The optional activation attribute supports fused SiLU/Swish activation.

Attributes

  • activation - STRING (default is none):

    Fused activation function. One of: ‘silu’, ‘swish’, ‘none’. Default is ‘none’.

Inputs

Between 2 and 4 inputs.

  • input (heterogeneous) - T:

    Input tensor with shape (batch_size, channels, length). Channels-first layout.

  • weight (heterogeneous) - T:

    Depthwise convolution kernel with shape (channels, 1, k) where k is the kernel size. The middle dim of size 1 follows the ONNX Conv weight layout (M, C/group, k1, ..., kn): since this op is always depthwise, group = channels, so C/group = 1. Keeping this layout makes the weight tensor a drop-in for a depthwise Conv(group=channels) weight, so Conv <-> CausalConvWithState rewrites require no reshape.

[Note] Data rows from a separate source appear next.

PR #5165, opened 2023-09-07
Wave track affordance rewrites

vsverchinsky:
Resolves: #5076 

Recommended:

### DIFF
--- a/src/tracks/playabletrack/wavetrack/ui/WaveChannelView.cpp
+++ b/src/tracks/playabletrack/wavetrack/ui/WaveChannelView.cpp
@@ -1705,7 +1705,11 @@ std::weak_ptr<WaveClip> WaveChannelView::GetSelectedClip()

  • bias (optional, heterogeneous) - T:

    Optional per-channel bias with shape (channels).

  • past_state (optional, heterogeneous) - T:

    Carry state from previous step with shape (batch_size, channels, k - 1). If not provided, padding is zero.

Outputs

  • output (heterogeneous) - T:

    Convolution output with same shape as input.

  • present_state (heterogeneous) - T:

    Updated carry state with shape (batch_size, channels, k - 1). Contains the last (k - 1) values of the effective padded/concatenated sequence along the causal axis, including any values from past_state or zero-padding when the current input is shorter than k - 1.

Type Constraints

  • T in ( tensor(bfloat16), tensor(float), tensor(float16) ):

    Constrain input and output types to float tensors.